AMY GOODMAN: That was Mark Potok. Rosemary Lytle, if you could just wrap up in talking about your concerns right now and in this climate today, as we look at what happened in Ferguson, in Staten Island, the racial climate in the United States?
ROSEMARY HARRIS LYTLE: Well, as we think about the long history of racial division in this country, going back to the most racially divisive thing that might have happened on this planet—the forced importation of African slaves to this country—I think that knowing that we’ve never talked about that as a country, knowing that we’ve never had a national moment of truth and reconciliation, knowing that we typically have responses to events in this country, whether they were the bombing of four little girls in a church or a bomb being placed under the bed of an NAACP president and his wife on Christmas Eve in 1951, or even what we were talking about from the Southern Poverty Law Center just now, we know that at the heart of these problems is the lack of a conversation on race.

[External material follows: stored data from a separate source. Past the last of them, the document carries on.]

PR #1491, opened 2026-04-29
Add start_delay for SAA

Sushisource:
## What was changed
See title

## Why?
Supports new feature

## Checklist

1. Closes 

2. How was this tested:
Added interceptor based test. CLI doesn't have new enough server to do an e2e test, but, this is sufficient.

3. Any docs updates needed?

### DIFF
--- a/tests/test_activity.py
+++ b/tests/test_activity.py
@@ -416,6 +416,18 @@ async def test_count_activities_calls_interceptor(
     assert call.query == query
 
 
+async def test_start_activity_rejects_negative_start_delay(client: Client):
+    with pytest.raises(ValueError, match="start_delay must be non-negative"):
+        await client.start_activity(
+            increment,
+            args=(1,),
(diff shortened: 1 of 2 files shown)


mjameswh (approved):

cconstable (approved):

tests/test_activity.py
```diff
@@ -220,20 +220,23 @@ async def test_start_activity_calls_interceptor(
 
     activity_id = str(uuid.uuid4())
     task_queue = str(uuid.uuid4())
+    start_delay = timedelta(seconds=3)
```
cconstable, line 223: Is negative duration considered an error?

cconstable: if it is and it's handled client-side, is it worth testing?

Sushisource: Probably, I believe server will reject it though. Fair point though, we can include a nice client side error for negative values.

PR #1500, opened 2026-05-01
LangGraph streaming with workflow streams

brianstrauch:
- Wire LangGraph's get_stream_writer() to Temporal: inside activity-wrapped nodes, the writer is backed by a WorkflowStreamClient that signals chunks back to the owning workflow's WorkflowStream on a topic, letting external subscribers tail node output via WorkflowStreamClient.                                                                                                       
- Thread an optional stream_writer through set_langgraph_config so the activity wrapper can install one per invocation; default behavior (no writer) is unchanged.                                               
                                                                                                                                                                                                                   
Test plan                                                                                                                                                                                                        
                  
- test_streaming_via_workflow_streams — node calls get_stream_writer() inside an activity; external WorkflowStreamClient receives {token: a/b/c} then {done: True}, and the workflow result reflects the accumulated state.
- test_workflow_publishes_astream_chunks — workflow iterates app.astream(...) and republishes each chunk on its own topic; subscriber sees per-node progress.


temporalio/contrib/langgraph/_activity.py
```diff
@@ -51,6 +53,9 @@ class ActivityOutput:
 
 def wrap_activity(
     func: Callable,
+    *,
+    streaming_topic: str | None = None,
```
DABH, line 58: So to make streaming work you need (a) `streaming_topic` set on the plugin, (b) a `WorkflowStream()` constructed in the workflow's `__init__`, (c) and an external `WorkflowStreamClient` to subscribe. This could be a lot of new users to keep track of. For instance, there is no compile-time or even first-invocation check that (a) is paired with (b). If the user forgets (b), I think what would happen right now (correct me if wrong) is the activity-side signal goes to an unhandled signal name (Temporal will buffer it indefinitely), the activity succeeds, and the subscriber's poll update fails - all silently, with no log message pointing at the missing `WorkflowStream`. Copilot flagged a piece of this. I'd push for one of:                                                                                                        
- Have the plugin's interceptor verify, on workflow start, that a `WorkflowStream` is registered when `streaming_topic` is set, and raise a clear error if not; or                                                                             
- Publish a one-liner from `wrap_activity` (e.g. an activity.logger.warning on the first publish if the signal name has no handler), though that's harder to detect from the activity side, so maybe lean towards the first option which doesn't sound too hard

temporalio/contrib/langgraph/_plugin.py
```diff
@@ -58,8 +59,15 @@ def __init__(
         # TODO: Remove activity_options when we have support for @task(metadata=...)
         activity_options: dict[str, dict[str, Any]] | None = None,
         default_activity_options: dict[str, Any] | None = None,
+        streaming_topic: str | None = None,
```
DABH, line 106: So streaming_topic is per plugin i.e. all nodes/tasks under one `LangGraphPlugin` share one topic. Do we want something like `streaming_topic: str | Callable[[NodeInfo], str] | None` so a single plugin can fan out to multiple topics? Could that ever be a use case?  Just thinking about this, not necessarily something we need to change

tests/contrib/langgraph/test_streaming.py
```diff
@@ -2,67 +2,166 @@
...
 
 class State(TypedDict):
     value: str
 
 
-async def node_a(state: State) -> dict[str, str]:
-    return {"value": state["value"] + "a"}
+async def token_node(state: State) -> dict[str, str]:
+    tokens = ["a", "b", "c"]
+    writer = get_stream_writer()
```
DABH, line 35: `get_stream_writer()` is the LangGraph "custom" stream-mode hook.  There are other stream modes such as  `messages` / `values` / `updates`, and these flow through `astream()`'s iterator, not the writer, and this PR doesn't wire those. A user might misinterpret and think that the plugin automatically captures all LangGraph streaming.  Your second test (`test_workflow_publishes_astream_chunks`) demonstrates the workflow-side bridge as the workaround, which is good, but we may want to call out that pattern more explicitly in the readme/docs ("for messages/values/updates, iterate astream() in your workflow and republish via WorkflowStream.topic(...).publish"), so users know what's covered and what isn't.

Alternatively, was there any thinking around why we just want the custom stream-mode hook here?  Maybe just a nice comment here would help?

temporalio/contrib/langgraph/_activity.py
```diff
@@ -59,20 +64,31 @@ def wrap_activity(
...
+            except GraphInterrupt as e:
+                return ActivityOutput(langgraph_interrupts=e.args[0])
+
+        if streaming_topic is None:
+            return await run(stream_writer=None)
+        async with WorkflowStreamClient.from_within_activity(
+            batch_interval=streaming_batch_interval,
+        ) as client:
+            topic = client.topic(streaming_topic)
+            return await run(stream_writer=topic.publish)
```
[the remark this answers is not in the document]
DABH: How did you resolve this?  Are we just living with this?  What if for example `wrap_activity` routed sync funcs through `asyncio.to_thread` whenever `streaming_topic` is set?  Would this enable streaming to work for sync nodes/tasks?

temporalio/contrib/langgraph/_activity.py
```diff
@@ -59,20 +64,31 @@ def wrap_activity(
...
+                    result = func(*input.args, **kwargs)
+                if isinstance(result, Command):
+                    return ActivityOutput(langgraph_command=result)
+                return ActivityOutput(result=result)
+            except GraphInterrupt as e:
+                return ActivityOutput(langgraph_interrupts=e.args[0])
+
+        if streaming_topic is None:
+            return await run(stream_writer=None)
+        async with WorkflowStreamClient.from_within_activity(
```
DABH, line 100: Small question here around deduplication.  iiuc each call to `from_within_activity()` mints a fresh `_publisher_id`, and dedup is (publisher_id, sequence)-keyed, so attempt 1's tokens stay in the   
  workflow log alongside attempt 2's. So if we make multiple attempts (like if the activity fails and replays?) then each attempt would yield a different sample.  This could be desirable or it could be confusing to have extra streamed output.  Wdyt?  Is this behavior worth stating in the docs at least, and perhaps we consider whether to have e.g. an option to use a deterministic publisher_id derived from (workflow_id, activity_id) so retries dedup?

temporalio/contrib/langgraph/README.md
```diff
@@ -143,6 +143,10 @@ await g.ainvoke({...}, context=Context(user_id="alice"))
 
 Your `context` object must be serializable by the configured Temporal payload converter, since it crosses the Activity boundary.
 
+## Streaming
+
+When `streaming_topic` is set on `LangGraphPlugin`, calls to `stream_writer` leverage Temporal [Workflow Streams](https://github.com/temporalio/sdk-python/tree/main/temporalio/contrib/workflow_streams). Async nodes are recommended for this feature.
```
DABH: This is a bit thin for someone trying to get started actually using this.I'd expand to a self-contained snippet showing:                                                                                          
- the plugin construction with `streaming_topic`,
- `WorkflowStream()` in the workflow's `__init__`,                                                                                                                                                                                    
- an external subscriber loop with `WorkflowStreamClient.create(...).topic(...).subscribe(...)`,                                                                                                                                         
- an explicit "this is stream_mode='custom'; for other modes, bridge via astream() in the workflow" note,                                                                                                                                                                                                                                                         
- retry semantics ("each attempt republishes from scratch").

Or just link to a hello world example if that's easier (I imagine we'll want one or two new additions to the samples repo?)

temporalio/contrib/langgraph/_plugin.py
DABH, line 94: Nit: can we go ahead and flesh out this docstring with an Args: section that documents (at least) streaming_topic and streaming_batch_interval (what they do, how they relate, when to lower/raise the interval)?  And I guess the other args too while we're at it?

DABH (changes requested):

temporalio/contrib/langgraph/_activity.py
brianstrauch: I agree with the first solution, added!

temporalio/contrib/langgraph/_activity.py
brianstrauch: I asked Johann this same exact question yesterday. His response:
> This is intended behavior because the stream pierces the failure free abstraction. You need to send a reset and then the UI discards - if it chooses to do so. Can't do this dedup at the system level as a consequence of the end-to-end principle.

temporalio/contrib/langgraph/_plugin.py
brianstrauch: LangGraph only has one global topic, so I'm inclined to match that approach and avoid extra complexity

tests/contrib/langgraph/test_streaming.py
brianstrauch: Good point, will add to docs!

temporalio/contrib/langgraph/_activity.py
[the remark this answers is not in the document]
brianstrauch: Took another pass at this and found a fix, see new commits

temporalio/contrib/langgraph/_plugin.py
DABH: Ah cool, that makes sense to me then

DABH (approved):
All my critiques have been addressed - thanks!

tconley1428 (approved):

It also has not happened in Colorado Springs, an enormously beautiful place, full of people who, I believe—I’ve lived here for almost 20 years—are of good conscience, started by General William Jackson Palmer, who fought slavery in the North and founded this city as a place that would be completely inclusive, but very quickly became a place of restrictive covenants, became a sundown town, became a place that was inhabited by those from the South who could not accept that kind of complete equity and inclusion in public life, and is one of the reasons why the NAACP was born here in 1981—excuse me, in 1918, in 1918, when founder Mary White Ovington came to charter the NAACP Colorado Springs branch at the local church that had been started, the first bricks given by General Palmer, the Payne Chapel AME. So we know that the history of strife and division in this country, even in this pretty little place, Pikes Peak, a place that’s storied in its beauty, underneath that is an ugliness that we’ve talked about and that I, as a journalist, have written about since I’ve moved here.
AMY GOODMAN: Rosemary Harris Lytle, I want to thank you for being with us, and we’ll certainly continue to cover this story, president of the NAACP Colorado, Montana, Wyoming State Conference, former head of the Colorado Springs branch of the NAACP, speaking to us from Colorado Springs.